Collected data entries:
#####
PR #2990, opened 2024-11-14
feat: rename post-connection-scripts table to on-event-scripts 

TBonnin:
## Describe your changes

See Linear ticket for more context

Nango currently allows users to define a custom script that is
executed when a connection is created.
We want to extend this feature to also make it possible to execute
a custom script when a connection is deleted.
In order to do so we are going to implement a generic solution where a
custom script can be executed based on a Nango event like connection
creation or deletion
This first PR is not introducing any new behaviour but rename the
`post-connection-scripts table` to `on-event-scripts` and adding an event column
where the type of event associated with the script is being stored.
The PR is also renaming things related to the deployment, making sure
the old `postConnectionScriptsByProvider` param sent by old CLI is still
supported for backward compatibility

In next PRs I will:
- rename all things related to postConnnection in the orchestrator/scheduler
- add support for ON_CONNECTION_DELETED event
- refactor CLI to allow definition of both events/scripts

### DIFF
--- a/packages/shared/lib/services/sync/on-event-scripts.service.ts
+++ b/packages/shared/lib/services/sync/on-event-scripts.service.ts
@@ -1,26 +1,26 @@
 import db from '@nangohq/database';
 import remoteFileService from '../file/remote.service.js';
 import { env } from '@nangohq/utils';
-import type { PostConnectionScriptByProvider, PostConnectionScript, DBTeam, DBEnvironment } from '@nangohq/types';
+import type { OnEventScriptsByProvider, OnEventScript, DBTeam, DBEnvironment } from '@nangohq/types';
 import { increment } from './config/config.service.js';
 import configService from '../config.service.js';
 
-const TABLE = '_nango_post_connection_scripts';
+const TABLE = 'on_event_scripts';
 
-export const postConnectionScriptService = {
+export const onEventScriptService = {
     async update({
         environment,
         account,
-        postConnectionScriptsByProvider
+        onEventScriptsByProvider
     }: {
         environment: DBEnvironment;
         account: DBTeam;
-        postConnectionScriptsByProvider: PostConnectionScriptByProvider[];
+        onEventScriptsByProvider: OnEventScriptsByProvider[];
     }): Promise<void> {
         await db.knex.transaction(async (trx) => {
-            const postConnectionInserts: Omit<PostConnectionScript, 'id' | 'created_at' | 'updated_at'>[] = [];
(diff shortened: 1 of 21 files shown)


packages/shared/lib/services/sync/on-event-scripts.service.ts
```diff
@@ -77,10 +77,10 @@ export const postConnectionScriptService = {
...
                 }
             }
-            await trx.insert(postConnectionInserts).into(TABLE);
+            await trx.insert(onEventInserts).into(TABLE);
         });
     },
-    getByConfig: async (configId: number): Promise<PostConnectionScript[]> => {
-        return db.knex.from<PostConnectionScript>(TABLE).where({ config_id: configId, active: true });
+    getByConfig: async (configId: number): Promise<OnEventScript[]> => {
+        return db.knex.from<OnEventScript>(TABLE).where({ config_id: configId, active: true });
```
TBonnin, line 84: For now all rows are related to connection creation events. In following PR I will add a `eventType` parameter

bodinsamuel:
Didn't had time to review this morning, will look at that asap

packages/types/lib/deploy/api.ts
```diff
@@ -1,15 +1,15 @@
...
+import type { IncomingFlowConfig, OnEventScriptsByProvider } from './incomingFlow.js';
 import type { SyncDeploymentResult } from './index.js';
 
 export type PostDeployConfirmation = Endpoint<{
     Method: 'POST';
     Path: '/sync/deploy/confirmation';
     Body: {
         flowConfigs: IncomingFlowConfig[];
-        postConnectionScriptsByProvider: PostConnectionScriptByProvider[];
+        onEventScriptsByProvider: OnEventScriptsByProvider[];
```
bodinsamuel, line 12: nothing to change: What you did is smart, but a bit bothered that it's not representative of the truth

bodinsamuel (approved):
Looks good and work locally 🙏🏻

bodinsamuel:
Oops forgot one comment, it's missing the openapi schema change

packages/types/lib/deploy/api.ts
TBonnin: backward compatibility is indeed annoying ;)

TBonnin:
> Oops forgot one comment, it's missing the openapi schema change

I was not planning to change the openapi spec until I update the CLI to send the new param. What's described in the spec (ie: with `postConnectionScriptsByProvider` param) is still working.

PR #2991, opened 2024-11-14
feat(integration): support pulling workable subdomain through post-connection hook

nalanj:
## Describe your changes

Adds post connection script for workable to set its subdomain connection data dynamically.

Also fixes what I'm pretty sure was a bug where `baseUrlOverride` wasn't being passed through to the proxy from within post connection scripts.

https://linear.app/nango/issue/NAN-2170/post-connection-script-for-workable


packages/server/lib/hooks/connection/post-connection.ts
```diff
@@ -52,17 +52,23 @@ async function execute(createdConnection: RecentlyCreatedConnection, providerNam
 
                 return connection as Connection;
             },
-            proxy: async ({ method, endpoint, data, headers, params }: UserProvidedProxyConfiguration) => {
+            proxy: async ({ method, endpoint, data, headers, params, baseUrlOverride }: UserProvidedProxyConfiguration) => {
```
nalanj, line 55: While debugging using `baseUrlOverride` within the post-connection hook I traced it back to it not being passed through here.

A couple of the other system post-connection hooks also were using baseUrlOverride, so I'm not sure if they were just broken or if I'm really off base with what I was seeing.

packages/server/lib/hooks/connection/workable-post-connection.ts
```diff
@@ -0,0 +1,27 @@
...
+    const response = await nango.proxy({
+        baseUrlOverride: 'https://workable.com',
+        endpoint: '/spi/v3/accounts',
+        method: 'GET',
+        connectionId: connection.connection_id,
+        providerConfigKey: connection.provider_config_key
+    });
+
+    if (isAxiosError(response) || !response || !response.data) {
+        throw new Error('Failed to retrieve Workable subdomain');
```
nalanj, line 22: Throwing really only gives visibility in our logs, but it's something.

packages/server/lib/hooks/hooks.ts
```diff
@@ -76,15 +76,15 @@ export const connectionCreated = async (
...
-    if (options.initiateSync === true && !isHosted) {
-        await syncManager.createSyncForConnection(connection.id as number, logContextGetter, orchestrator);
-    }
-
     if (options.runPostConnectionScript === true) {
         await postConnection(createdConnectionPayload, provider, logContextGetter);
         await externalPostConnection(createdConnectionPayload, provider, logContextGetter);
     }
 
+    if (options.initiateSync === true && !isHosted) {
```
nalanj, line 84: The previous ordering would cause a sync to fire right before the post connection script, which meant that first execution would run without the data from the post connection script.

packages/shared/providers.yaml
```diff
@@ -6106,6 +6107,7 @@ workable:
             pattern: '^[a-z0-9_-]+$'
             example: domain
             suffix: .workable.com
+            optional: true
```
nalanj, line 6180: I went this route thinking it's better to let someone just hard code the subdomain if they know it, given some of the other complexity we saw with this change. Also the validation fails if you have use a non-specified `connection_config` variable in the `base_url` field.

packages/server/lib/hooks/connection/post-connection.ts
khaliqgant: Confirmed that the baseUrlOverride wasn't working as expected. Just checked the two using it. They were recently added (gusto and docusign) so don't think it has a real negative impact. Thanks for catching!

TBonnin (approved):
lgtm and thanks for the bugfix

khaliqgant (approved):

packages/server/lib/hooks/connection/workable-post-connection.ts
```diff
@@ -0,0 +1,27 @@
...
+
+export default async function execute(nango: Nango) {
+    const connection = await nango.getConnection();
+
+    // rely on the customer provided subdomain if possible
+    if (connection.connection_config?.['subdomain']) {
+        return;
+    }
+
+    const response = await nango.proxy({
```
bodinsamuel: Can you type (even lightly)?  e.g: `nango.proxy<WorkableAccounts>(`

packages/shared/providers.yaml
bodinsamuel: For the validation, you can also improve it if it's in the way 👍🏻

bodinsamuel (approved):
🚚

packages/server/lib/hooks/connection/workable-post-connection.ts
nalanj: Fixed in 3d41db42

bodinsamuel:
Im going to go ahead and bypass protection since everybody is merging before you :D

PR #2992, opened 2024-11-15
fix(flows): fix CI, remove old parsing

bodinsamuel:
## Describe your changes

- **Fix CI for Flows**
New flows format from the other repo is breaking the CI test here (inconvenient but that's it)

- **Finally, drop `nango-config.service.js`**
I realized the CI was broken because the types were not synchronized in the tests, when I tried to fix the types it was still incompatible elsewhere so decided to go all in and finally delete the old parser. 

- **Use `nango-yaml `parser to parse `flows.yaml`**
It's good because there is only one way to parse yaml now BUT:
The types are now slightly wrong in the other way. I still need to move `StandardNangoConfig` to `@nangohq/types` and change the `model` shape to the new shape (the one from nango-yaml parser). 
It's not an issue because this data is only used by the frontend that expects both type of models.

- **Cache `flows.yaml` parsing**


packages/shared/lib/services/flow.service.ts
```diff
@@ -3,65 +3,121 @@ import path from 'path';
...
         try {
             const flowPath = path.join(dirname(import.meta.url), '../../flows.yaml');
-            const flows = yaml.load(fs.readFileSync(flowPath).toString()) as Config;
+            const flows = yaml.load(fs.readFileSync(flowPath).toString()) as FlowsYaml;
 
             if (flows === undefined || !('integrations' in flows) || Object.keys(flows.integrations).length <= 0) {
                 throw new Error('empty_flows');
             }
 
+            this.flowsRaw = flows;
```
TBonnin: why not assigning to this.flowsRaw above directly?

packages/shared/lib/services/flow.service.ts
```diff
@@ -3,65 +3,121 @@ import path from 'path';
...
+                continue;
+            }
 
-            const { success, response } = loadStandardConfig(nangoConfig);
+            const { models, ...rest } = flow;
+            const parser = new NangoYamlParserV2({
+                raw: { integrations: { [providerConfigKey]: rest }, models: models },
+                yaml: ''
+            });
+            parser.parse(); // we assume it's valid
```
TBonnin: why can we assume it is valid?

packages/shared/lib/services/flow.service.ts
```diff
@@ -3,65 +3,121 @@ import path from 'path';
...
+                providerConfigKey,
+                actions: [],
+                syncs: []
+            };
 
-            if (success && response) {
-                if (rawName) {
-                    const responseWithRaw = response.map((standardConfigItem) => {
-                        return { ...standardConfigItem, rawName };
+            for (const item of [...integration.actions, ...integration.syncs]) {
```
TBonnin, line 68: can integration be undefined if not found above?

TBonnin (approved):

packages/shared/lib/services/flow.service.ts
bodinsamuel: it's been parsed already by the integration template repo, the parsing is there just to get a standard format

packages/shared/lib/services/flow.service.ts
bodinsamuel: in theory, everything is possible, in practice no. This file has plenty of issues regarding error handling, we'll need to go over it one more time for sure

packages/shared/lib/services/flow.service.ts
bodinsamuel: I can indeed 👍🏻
#####
#### What you need to do
Copy out, from the records above, every line that holds the string "validation".

#### Problem solution
nalanj, line 6180: I went this route thinking it's better to let someone just hard code the subdomain if they know it, given some of the other complexity we saw with this change. Also the validation fails if you have use a non-specified `connection_config` variable in the `base_url` field.
bodinsamuel: For the validation, you can also improve it if it's in the way 👍🏻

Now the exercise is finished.